Bowling balls are generally manufactured such that the ball is slightly denser adjacent the top of the ball, so that when finger holes are custom fitted into the top of the ball, proper balance about the various axis of the ball is achieved. Various finger holes require the removal of different amounts of mass; and accordingly, the resultant weight of one ball for one particular bowler will differ from the resultant weight of the same ball for a different bowler because of the difference in the masses removed from the top of the ball during the formation of the finger holes.
The finger holes of a bowling ball must therefore be placed in superimposed relationship respective to the area in which the underlying top weight is located. The finger holes usually extend into the top weight and the top weight must be of a density which partially compensates for the removal of material therefrom. However, within a particular geometrical area which describes the underlying top weight, it is customary to indiscriminately place the finger holes into the ball with no regard to the direction within which the ball is to be thrown or rolled. Hence, in custom fitting one's hand to a bowling ball, no one heretofore has considered the dynamic properties of the ball. For example, it is quite possible for one to select two identical bowling balls, form the finger holes in properly indexed relationship respective to the top weight, and yet end up with the finger holes arranged a substantial amount out of phase with one another, so far as regards the dynamic stability of the ball.
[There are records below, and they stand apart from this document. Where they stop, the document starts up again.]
PR #331, opened 2024-10-07
creating `customSetProps` to handle `setProps`

BSd3v:
creating `customSetProps` to handle `setProps` when component no longer in dash tree

### DIFF
--- a/CHANGELOG.md
+++ b/CHANGELOG.md
@@ -14,6 +14,9 @@ Links "DE#nnn" prior to version 2.0 point to the Dash Enterprise closed-source D
    - [#312](https://github.com/plotly/dash-ag-grid/issues/312) fixing issue where `scrollTo` was defaulting to not reset the value
      - to maintain scroll position during a grid rerender, be sure to use `getRowId`
    - fixing side issue where `cellDoubleClicked` was forcing the grid to rerender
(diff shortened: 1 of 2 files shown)


ndrezn:
Is there a specific issue that this change resolves?

BSd3v:
There are a couple of cases that lead to this:
- when a component is removed entirely, as in a page container removes the element or removed as a child from a dom (eg test_cs002_column_state)
  - this leads to `setProps` from internal component updates not merging with the grid component in dash and results in a dash renderer error for passing an object to an expected component
- when a component is unmounted and the underlying grid can no longer perform actions, this pertains to updates when no longer in the DOM tree (eg tabs that dont keep the component in the DOM)
  - this leads to an error inside the component where the state (mounted) and props are out of sync and it tries to apply changes to the grid even though it is currently unmounted. Often seen as JS errors.

gvwilson:
@T4rk1n can you please have a look at this? Once it is reviewed and merged, @BSd3v can do a new dash-ag-grid release.

T4rk1n (approved):
LGTM :woman_dancing:

gvwilson:
Thanks @T4rk1n - @BSd3v please go ahead and push the button.

PR #340, opened 2024-11-21
Run pytest after package installation

ndrezn:
For some reason on `release.yml`, tests were being run before packages were installed.

### DIFF
--- a/.github/workflows/release.yml
+++ b/.github/workflows/release.yml
@@ -29,6 +29,7 @@ jobs:
           source .venv/bin/activate
           uv pip install ".[dev]"
           npm i
+          npm run test
           npm run dist
           npm pack && mv *.tgz dist/
         shell: bash
--- a/.github/workflows/release.yml
+++ b/.github/workflows/release.yml
@@ -19,19 +19,36 @@ jobs:
       - uses: actions/setup-python@v4
         with:
           python-version: "3.10"
-      - name: Setup uv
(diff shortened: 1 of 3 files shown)


gvwilson (approved):

package.json
BSd3v, line 1: Eh, I dont know about this.

This assumes that the dev wants to run tests before creating a distro. For example, what if I wanted to install it onto an app using `npm run dist`, I'd have to sit through the tests again.

.github/workflows/release.yml
```diff
@@ -24,15 +24,10 @@ jobs:
...
-          uv pip install ".[dev]"
-          pytest --headless
       - name: Generate distribution
         run: |
           source .venv/bin/activate
-          uv pip install -r requires-dev.txt -r requires-install.txt
+          uv pip install ".[dev]"
           npm i
           npm run dist
           npm pack && mv *.tgz dist/
```
BSd3v, line 33:
```
npm i
npm run dist
pytest --headless
npm pack && mv *.tgz dist/
```

I'd just add the test there.

BSd3v (changes requested):

package.json
ndrezn: I'll make it an optional step. I don't think we ever want to allow generating a dist without passing tests but we can enforce it in CI anyway.

BSd3v (approved):
💃

PR #346, opened 2024-12-02
Fix Styling for Nodes

BSd3v:
adjusting styling to check if the `node` exists, instead of testing for `data`, this fixes an issue with `rowGrouping` not passing through the styling conditions

### DIFF
--- a/src/lib/fragments/AgGrid.react.js
+++ b/src/lib/fragments/AgGrid.react.js
@@ -1125,7 +1125,7 @@ export default class DashAgGrid extends Component {
             return (params) => {
                 for (const {test, style} of tests) {
                     if (params) {
-                        if (params.data) {
+                        if (params.node) {
                             if (test(params)) {
                                 return style;
                             }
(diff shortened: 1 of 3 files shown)


src/lib/fragments/AgGrid.react.js
```diff
@@ -1125,7 +1125,7 @@ export default class DashAgGrid extends Component {
             return (params) => {
                 for (const {test, style} of tests) {
                     if (params) {
-                        if (params.data) {
+                        if (params.node.id && params.node.id !== null) {
```
gvwilson, line 1128: why does this fix it?

BSd3v: When using enterprise and row grouping, the `data` is not present on the rows that are grouped. This was causing an issue when trying to apply styling based upon aggregate info.

However, removing `data` and just letting the values pass would break the app if the dev didnt have something like this in the condition: `params.data ? params.data[column] : null`.  This was especially the case when dealing with `infinite` scroll. 

Instead, by checking to see if the `node.id` exists and is not null allows an actual row to be tested, instead of rows that arent quite in existance.

gvwilson (approved):

ndrezn (approved):
👍 💃 Top-level object comparison isn't going to be sufficient... nice fix.

PR #355, opened 2025-02-06
Bump ag-grid to version 33.0.4

Godisemo:
This PR bumps ag-grid version to 33.0.4

I would also like to add a `theme` parameter to the `AgGrid` component as well, since this is the preferred way to style the grid now. Can I do that in this PR as well or is it better to save for a separate PR?


BSd3v:
No, there a breaking changes between each major release. We should step up 31, then 32, and then support both 32 and 33. 

Upstream AG grid has stated that they will support 32 and 33 because there are so many changes between the 2.

PR #368, opened 2025-04-10
Fix NPM publish step

ndrezn:
Properly fetch file name and pass to publish command.


BSd3v (approved):
💃 as long as it works.

PR #380, opened 2025-07-10
Refactor: Migrate to function components

KoolADE85:
This PR is a pure refactor from class to function components.

There is no functionality change. All automated tests continue to pass, and all example apps in `docs/` have been manually confirmed as working.

### DIFF
--- a/src/lib/fragments/AgGrid.react.js
+++ b/src/lib/fragments/AgGrid.react.js
@@ -1416,6 +1416,7 @@ export function DashAgGrid(props) {
             // Hydrate virtualRowData and finalize setup
             onFilterChanged(true);
             updateColumnState();
+            setColumnState_push(false);
         }
     }, [
         gridApi,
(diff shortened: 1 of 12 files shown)


AnnMarieW:
@KoolADE85 
This is looking good!   Any plans on moving away from `defaultProps`?

tests/test_cell_data_type_override.py
```diff
@@ -77,6 +77,6 @@ def test_cd001_cell_data_types_override(dash_duo):
         # test overriden dateString cell data type
         action.double_click(grid.get_cell(0, 1)).perform()
         date_input_element = dash_duo.find_element(f'#{grid.id} .ag-date-field-input')
-        date_input_element.send_keys("01172024" + Keys.ENTER)
+        date_input_element.send_keys("01012024" + Keys.ENTER)
 
-        grid.wait_for_cell_text(0, 1, "17/01/2024")
+        grid.wait_for_cell_text(0, 1, "01/01/2024")
```
BSd3v, line 82: Why'd you change this?

This should have formatted correctly, based upon the data type override.

src/lib/fragments/AgGrid.react.js
```diff
@@ -219,1282 +306,1370 @@ export default class DashAgGrid extends Component {
...
+        props.deleteSelectedRows,
+        paginationGoTo,
+        scrollTo,
+        resetColumnState,
+        exportDataAsCsv,
+        selectAll,
+        deselectAll,
+        deleteSelectedRows,
+        customSetProps,
+    ]);
```
BSd3v, line 1411: this seems like overkill, and this may even be uneccessary considering the other `useEffect` are listening for the state change on `gridApi` as well.

tests/test_cell_data_type_override.py
BSd3v: January 1st will always present the same way.

BSd3v (approved):
Looks good to me. All tests are passing.

PR #381, opened 2025-07-15
Feature: AG Grid 33

KoolADE85:
This PR upgrades AG Grid to version 33.


src/lib/components/AgGrid.react.js
```diff
@@ -1,6 +1,17 @@
...
+    AllCommunityModule,
+    ModuleRegistry,
+    provideGlobalGridOptions,
+} from 'ag-grid-community';
+
+// Register all community features
+ModuleRegistry.registerModules([AllCommunityModule]);
+
+// Mark all grids as using legacy themes
+provideGlobalGridOptions({theme: 'legacy'});
```
BSd3v, line 14: Not sure if we want to force people to do this.

BSd3v:
Also, we should look at this, if this PR is good, should probably do theirs. :)

https://github.com/plotly/dash-ag-grid/pull/355

src/lib/components/AgGrid.react.js
KoolADE85: OK, that's a great callout. I removed this and the other legacy theme imports in 0d79034
It does change the default theme, but I guess that's ok too. It's AG Grid's defaults which probably makes more sense than us setting our own, different defaults.

KoolADE85:
> Should make sure there is a way to set the theme to legacy though. So that people can opt for not having to create the theme.

OK, this gets a little tricky since AG Grid doesn't support importing legacy theme CSS files (as we were previously) AND setting a modern theme object.

So in my update, I propose that anyone who wants to keep using a legacy CSS theme, to import the CSS by hand (we won't automatically import, for example, `ag-grid.css`. An example of this is in `tests/examples/themes_legacy.py`.

Our codebase going forward, would support AG Grid's modern theme system by default. See `tests/examples/themes.py`.

This approach seems right because, in case of any errors/warnings, the message that AG Grid outputs in the console matches what users would need to do to their dash app in order to get the grid looking right.

BSd3v:
> > Should make sure there is a way to set the theme to legacy though. So that people can opt for not having to create the theme.
> 
> OK, this gets a little tricky since AG Grid doesn't support importing legacy theme CSS files (as we were previously) AND setting a modern theme object.
> 
> So in my update, I propose that anyone who wants to keep using a legacy CSS theme, to import the CSS by hand (we won't automatically import, for example, `ag-grid.css`. An example of this is in `tests/examples/themes_legacy.py`.
> 
> Our codebase going forward, would support AG Grid's modern theme system by default. See `tests/examples/themes.py`.
> 
> This approach seems right because, in case of any errors/warnings, the message that AG Grid outputs in the console matches what users would need to do to their dash app in order to get the grid looking right.

We can still support these files and not import them directly into the grid the same way. There are a couple of repos that do this in order to make it easier to import these files that are otherwise dependencies to make the package load properly.

KoolADE85:
Alright, I'm giving this a try: lazy load the css for legacy themes if the user has specified a `className` (and no theme). Otherwise, default to AG Grid's modern theme system.
There's quite a bit of extra code to keep this backwards-compatible API, but it does achieve the goal of allowing users to upgrade without needing to refactor their theming.
What do you think?

.gitignore
BSd3v, line 1: these should be tracked and pushed

dash_ag_grid/__init__.py
```diff
@@ -9,21 +9,18 @@
 # noinspection PyUnresolvedReferences
 from ._imports_ import *
 from ._imports_ import __all__
+from dash_ag_grid import themes
```
BSd3v, line 12: Does this make more sense to be imported into the `_imports_` rather than adding another line here?

KoolADE85: I think _imports_ is auto-generated, so I'm not sure how to safely add this in there!

dash_ag_grid/themes.py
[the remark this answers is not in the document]
KoolADE85: It does work in the example app (`tests/examples/themes_legacy.py`)!
But I suppose it also puts us at the whims of jsdelivr 😅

Many skilled in the art of bowling balls consider that a perfect bowling ball is one which is perfectly balanced, that the material removed during formation of the finger holes is precisely superimposed in the precise geometrical center of a symmetrical body of denser material, and that the surface of the bowling ball should be absolutely spherical. In actual practice, such a bowling ball is achieved through accident rather than design for the reason that the finger holes seldom are placed as one envisions, nor is the distribution of mass within the ball absolutely perfect. Accordingly, it is almost impossible for one to drill finger holes within two identical bowling balls and for the bowling balls to subsequently perform identically respective to one another, although the same expert player may be rolling the balls.
Therefore, when a bowler finds a suitable ball with which he can consistently roll a high score, it is catastrophic when, for one reason or another, he must abandon his old bowling ball in favor of a new ball.
It would therefore be advantageous if one could provide a bowling ball whose dynamic stability characteristics are such that the ball would travel down the bowling lane in an improved and reproduceable manner, and upon striking the pins, the ball would continue to travel in the same direction, so that once the bowler learns to roll the ball in such a manner that he can obtain a strike, he could thereafter have other balls drilled in accordance with the present invention and always expect the other balls to react in the same identical manner. Such an expedient is the subject of the present invention.
Bowling balls often must be of a specific weight and size, or lie within a certain specified range of weights and sizes, in order to compete in national competition. Moreover, the material of construction, as well as the weight distribution of the mass of the ball, must comply with the specifications formulated by the National Bowling League.